BEIJING (Reuters) - China’s top zinc smelters plan to cut output by 10 percent after holding a meeting in Shaanxi province to address low zinc prices and treatment charges, two sources briefed on the matter said on Thursday.
Lead and zinc companies attended the meeting on Thursday morning, one of the sources said, and both sources said it was not certain that production would actually be cut.
In May, China, the world’s biggest zinc producer, churned out 457,000 tonnes of the metal which is used to galvanize steel, according to the National Bureau of Statistics.
The most-active Shanghai zinc future for August delivery rose by 1.5 percent on Thursday on the prospect of an output cut and was trading at 23,250 yuan ($3,507) per ton, up 0.1 percent, at 0306 GMT on Friday.
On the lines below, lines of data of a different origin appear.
PR #571, opened 2026-07-29
feat(disjoint): derive multi-element and grid-stride index proofs

honeyspoon:
`DisjointSlice::get_mut` takes a `ThreadIndex` and yields **one** element. A thread that owns *N contiguous* elements has no way to say so, so multi-element and grid-stride kernels fall back to `get_unchecked_mut`.

This adds two derivations, each producing a proof the next step consumes:

```rust
let block  = thread::index_1d().scale::<4>();     // owns 4 contiguous elements
let tiling = block.repeat::<8>();                 // ... 8 times, at a derived period
let chunk: &mut [f32; 4] = slice.get_block_mut(block)?;
slice.for_each_tile::<4, 8>(tiling, |pass, chunk| { /* ... */ });
```

* `ThreadIndex::scale::<N>() -> DisjointBlock<'kernel, N, IndexSpace>` — multiplying a disjoint index by a constant keeps it disjoint.
* `DisjointBlock::repeat::<K>() -> DisjointTiling<'kernel, N, K>` — grid-stride, period derived.
* `DisjointSlice::get_block_mut::<N>(block) -> Option<&mut [T; N]>`, plus `for_each_tile::<N, K>` returning the number of passes actually visited.

---

## 1. New proof types, not a length on `ThreadIndex`

**Chosen:** `DisjointBlock<'kernel, N, IndexSpace>` and `DisjointTiling<'kernel, N, K>` as distinct types.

Prices are set to fall 5.2 percent this quarter, the worst showing since the third quarter of 2015.
London Metal Exchange (LME) zinc was down 0.3 percent to $2,889.50 per ton and is set to drop 11.7 percent for the quarter, also its worst performance since the third quarter of 2015.
In a note on Friday, Helen Lau, an analyst at Argonaut Securities in Hong Kong, said a 10 percent production cut implied that 400,000 tonnes of metal would come out of the market on an annualized basis.
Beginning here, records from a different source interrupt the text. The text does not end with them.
PR #573, opened 2026-07-29
feat(disjoint): predicate derived tiles against the slice extent

honeyspoon:
**Stacked on #571** — its diff includes that PR's commits. Review #571 first; this adds the last 244 lines.

A derived index proof covers the case where the extent divides the launch. Real launches round up, so the last block owns a partial run, and today the only way to handle that is to abandon the proof and index manually.

This adds the predicated forms:

```rust
pub enum Tile<'a, T, const N: usize> { Full(&'a mut [T; N]), Partial(&'a mut [T]) }

slice.get_block_clipped_mut(block)      // -> Tile: Full when it fits, Partial at the tail
slice.for_each_tile::<N, K>(tiling, |tile| ...)
```

`Tile` makes the tail a type-level distinction rather than a runtime `if`: `Full` hands back `&mut [T; N]`, which keeps the fixed-size array the arithmetic wants, and `Partial` degrades to a slice only where it must. `len`, `is_full`, `is_empty` and `as_mut_slice` cover the uniform cases.

The disjointness argument is unchanged by clipping: intersecting each thread's run with the slice extent can only shrink runs that were already pairwise disjoint, so no clipped run can overlap another. That is why this is a safe method rather than an `unsafe` one — the proof survives the clip.

## Why it is stacked rather than standalone

`get_block_clipped_mut` takes a `DisjointBlock`, so it cannot compile without #571. Splitting them would mean inventing a second, weaker parameter type to be replaced immediately. Happy to squash both into one PR if you would rather review them together.

## Gates

fmt, clippy `--workspace --all-targets -D warnings`, rustdoc `-D warnings`, tests and doctests clean on `nightly-2026-04-03`. Own content +244/−0 on top of #571.

### DIFF
--- a/crates/cuda-device/src/disjoint.rs
+++ b/crates/cuda-device/src/disjoint.rs
@@ -679,17 +679,26 @@ mod tiling_algebra_tests {
     #[test]
     fn a_period_below_grid_span_collides() {
         let (grid, n) = (4usize, 1usize);
-        let bad_period = 2; // G·N would be 4.
-        // (k=0, t=2) and (k=1, t=0) both land on element 2.
-        let a = 0 * bad_period + 2 * n;
-        let b = 1 * bad_period + 0 * n;
-        assert_eq!(a, b, "the counterexample must actually collide");
 
-        // The derived period keeps them apart.
+        // `phi` with the period supplied rather than derived, so a wrong period
+        // can be expressed at all. Written as a call so the (k, t) digit pair
+        // stays visible at each use.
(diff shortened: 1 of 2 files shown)


honeyspoon:
Closing — this was stacked on #571 and its diff carried that PR's commits, which makes it awkward to review independently. Reopening as a standalone PR once #571 lands, so each change is reviewed on its own diff.

The content is unchanged and parked on `up2/tile-predication`: `Tile<'a, T, N>` with `Full`/`Partial`, `get_block_clipped_mut`, and `for_each_tile` — 244 lines on top of #571.

PR #575, opened 2026-07-29
feat(access): count the cache lines a warp's global accesses touch

honeyspoon:
`swizzle::conflict_degree` (#544) answers "how many shared-memory transactions does this static pattern cost". Nothing answers the global-memory version — which is the same computation over a different memory space, and global bandwidth is what most kernels are actually limited by.

```rust
pub const fn lines_touched(offsets: &[usize; WARP_LANES], elem_size: usize) -> usize;
pub const fn minimum_lines(total_bytes: usize) -> usize;
pub const fn wasted_lines(offsets: &[usize; WARP_LANES], elem_size: usize) -> usize;
pub const fn is_fully_coalesced(offsets: &[usize; WARP_LANES], elem_size: usize) -> bool;
```

## What it adds over `AccessPlan`

Two patterns with **identical tile shapes**, which `AccessPlan` therefore cannot separate:

| pattern | bytes requested | lines touched | wasted |
|---|---:|---:|---:|
| 32 lanes × 16 B, contiguous | 512 | 4 | **0** |
| 32 lanes × 4 B, 16 B apart | 128 | 4 | **3** |

Both are in the tests. The second is the case worth catching: same shape, same plan, four lines fetched to deliver one line's worth of bytes.

---

## 1. Same signature shape as `conflict_degree`

**Chosen:** `(offsets: &[usize; WARP_LANES], elem_size: usize)` — per-lane **element** offsets, element size in bytes.

**Alternative:** take byte offsets directly, which reads more naturally for global memory.

Byte offsets would be a unit mismatch with the sibling function in `swizzle`, and mixing the two up is a silent wrong answer rather than a compile error. Consistency wins here; the cost is that a sub-element byte shift is inexpressible, which one test documents by reaching for a 12-byte element to demonstrate a boundary crossing.

## 2. Integer counts, not a float efficiency

**Chosen:** `lines_touched` / `minimum_lines` / `wasted_lines` as `usize`, plus a `bool`.

**Alternative:** a `coalescing_efficiency -> f32` (or a `Ratio`) in `[0, 1]`.

Floating point in `const fn` is still awkward, and — more importantly — `wasted_lines == 0` is the assertable predicate, while `0.97` invites a threshold nobody can justify. `conflict_degree` made the same choice: an integer degree where 1 is the good case. A ratio can be computed by the caller from the two counts if they want to report it.

## 3. `wasted_lines` rather than a raw ratio against the floor

`minimum_lines` is exposed separately so the floor is inspectable, but `wasted_lines` is the number that means something operationally: lines fetched and discarded. It is also the one that stays meaningful for a broadcast, where touched == floor == 1.

## 4. O(lanes²) dedup, no scratch buffer

**Chosen:** for each line a lane spans, scan earlier lanes for an overlap.

**Alternative:** a `[bool; N]` seen-array, as `swizzle::banks_used` uses.

`banks_used` can do that because banks are bounded at 32. Line indices are unbounded (they scale with the offset), so a fixed seen-array does not work. 32 lanes makes the quadratic scan trivial, and it needs no allocation, which is what keeps the whole thing `const`-evaluable. `line_span` saturates rather than wrapping so a pathological offset cannot fold back onto a low line and fake a hit.

## 5. Lines, with sectors exposed but not modelled

`SECTOR_BYTES` is a public constant, but the metrics count 128-byte lines. Sector-level accounting is the finer and more accurate model on recent architectures, and I did not implement it because it needs per-arch behaviour I have not measured. Adding `sectors_touched` later is additive; guessing at it now would be a number nobody can check.

---

# The caveat, stated in the module docs rather than implied

**These are necessary-condition checkers.** They bound what the *layout* permits; they cannot report what codegen delivers. This module already contains the proof: it reports `TXN_128` for a tile shape whose measured SASS is four scalar `LDG.E`, because SROA splits any decomposed value. `wasted_lines == 0` likewise proves the pattern does not *forbid* a coalesced access — never that one happened.

A green assertion read as a guarantee is worse than no assertion, so the docs now say this for both halves of the module.

# One thing worth reporting about the tests

The `const` assertion rejected my first test pattern, correctly. I had modelled "each lane takes 4 contiguous f32" as a 4-element stride with a 4-byte element — which is 32 *strided scalar* reads, not one contiguous vector read per lane. The right model is element size 16 with unit stride. Both are now tests, because that misreading is precisely what the metric exists to catch.

# Context

This is E1 of six extensions identified while researching what `swizzle` and `access` have in common: both are `const fn` from a static access description to a hardware cost metric — what the literature calls static/analytical performance models (GPUDrano solves this exact problem for global coalescing as an LLVM pass; CUPL polyhedrally, requiring affine access functions, which ours are). The unusual part here is delivery: as `const fn`, a violated prediction is a build error rather than an analyser's report.

# Gates

fmt, clippy `--workspace --all-targets -D warnings`, rustdoc `-D warnings`, tests and doctests clean on `nightly-2026-04-03`. +260/−0 against `main`, one file.

### DIFF
--- a/crates/cuda-device/src/access.rs
+++ b/crates/cuda-device/src/access.rs
@@ -61,6 +61,21 @@
 //! A plan therefore describes the shape a width *needs*, not a width the kernel
 //! is guaranteed to get - the data has to move as whole elements as well.
 //! See the `vectorization` example for the alignment half.
+//!
+//! # Coalescing is the same kind of claim
+//!
+//! [`lines_touched`] and friends answer the global-memory question that
+//! [`crate::swizzle::conflict_degree`] answers for shared memory: how many
+//! hardware transactions a static access pattern costs. They carry the identical
+//! caveat, and it is worth stating rather than implying.
+//!
+//! **These are necessary-condition checkers.** They bound what the *layout*
+//! permits; they cannot report what codegen delivers. This module already
+//! contains the proof: it reports `TXN_128` for a tile shape whose measured SASS
+//! is four scalar `LDG.E`, because SROA splits any decomposed value. Likewise
+//! `wasted_lines == 0` proves the pattern does not forbid a coalesced access; it
+//! never proves one happened. A green assertion that is read as a guarantee is
+//! worse than no assertion.
 
 /// One 32-bit transaction (`LDG.E` / `STG.E`).
 pub const TXN_32: usize = 4;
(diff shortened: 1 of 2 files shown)


honeyspoon:
Also wired this into the `vectorization` example, since a `const`-arithmetic module that nothing consumes reads as speculative — and #545 already put an `access::plan` `const` block there, so this extends the same block rather than adding a new example:

```rust
// The same shape checked for global coalescing, which `plan` cannot see:
// one 16-byte access per lane laid end to end covers 512 contiguous bytes
// and touches the four lines that is the floor for them.
assert!(access::lines_touched(&lanes, elem) == 4);
assert!(access::is_fully_coalesced(&lanes, elem));
```

Which is the point of the metric in one line: `f32x4_view_copy` and a strided variant have the **identical** `AccessPlan`, and only this can tell them apart. Verified the block actually evaluates by compiling the example, not just the crate.

+20 lines there; the module itself is unchanged.

honeyspoon:

```
```

nihalpasham:
LGTM. 

**Two commits on top:**
- `lines_touched` now states its base-alignment assumption (element offset 0 is assumed 128-byte line-aligned - true for allocation bases, not for arbitrary sub-slice bases), and
- the one non-saturating multiply in `wasted_lines` now saturates like the rest of the module.

**Validated:** 
- Crate tests and doctests pass; 
- the vectorization example still compiles through the device pipeline.

Merging.

nihalpasham (approved):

This would “greatly mitigate the risks of oversupply in our view if it is followed through for the rest of the whole year” and should help stabilize prices, she added.
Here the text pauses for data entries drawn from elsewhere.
PR #576, opened 2026-07-29
fix(mir-importer): implement Rvalue::Len for arrays and slices

deepakshirkem:
`Rvalue::Len` was unimplemented in `mir-importer`, so any kernel calling `.len()` on a slice or array failed to compile for the device.

This adds support for both cases:
- **Arrays** `[T; N]` — the length is a compile-time constant, emitted as `mir.constant`.
- **Slices** `&[T]` — the length is read from the slice's `{ ptr, len }` pair using `mir.extract_field`, following the same pattern used elsewhere in the file for DST tail lengths.

Added a `len_test` example — a kernel where every thread reads `input.len()` and writes it to the output. Verified on real hardware (GTX 1650, sm_75):


nihalpasham:
Thanks for the PR. 

Unfortunately the premise doesn't hold on our pinned toolchain: 
- `rustc` removed `Rvalue::Len` from MIR back in 2025 (rust-lang/rust#134330), so the bridge can never construct that variant. 
- Slice `.len()` already works in kernels - it reaches the backend as `PtrMetadata`, which we've lowered since the first release (`float_rounding` exercises it on device in CI on every PR).

You can verify both halves quickly: 
- build the `len_test` example against unpatched main (it compiles and passes), and 
- run any `.len()` kernel with `CUDA_OXIDE_DUMP_MIR=1` - you'll see PtrMetadata and no `Len`.

Closing this one.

Industry portal SMM, which first reported the Shaanxi meeting, said over 70 percent of Chinese smelters were in attendance.
Benchmark zinc treatment charges fell by 15 percent from 2017 levels to $147 per ton in 2018, indicating tighter supply.
Smelters worldwide win a percentage increase in treatment charges for every dollar the LME zinc price increases above a set basis price, but if the price falls, treatment charges also drop, reducing the fees miners must pay to process their ore.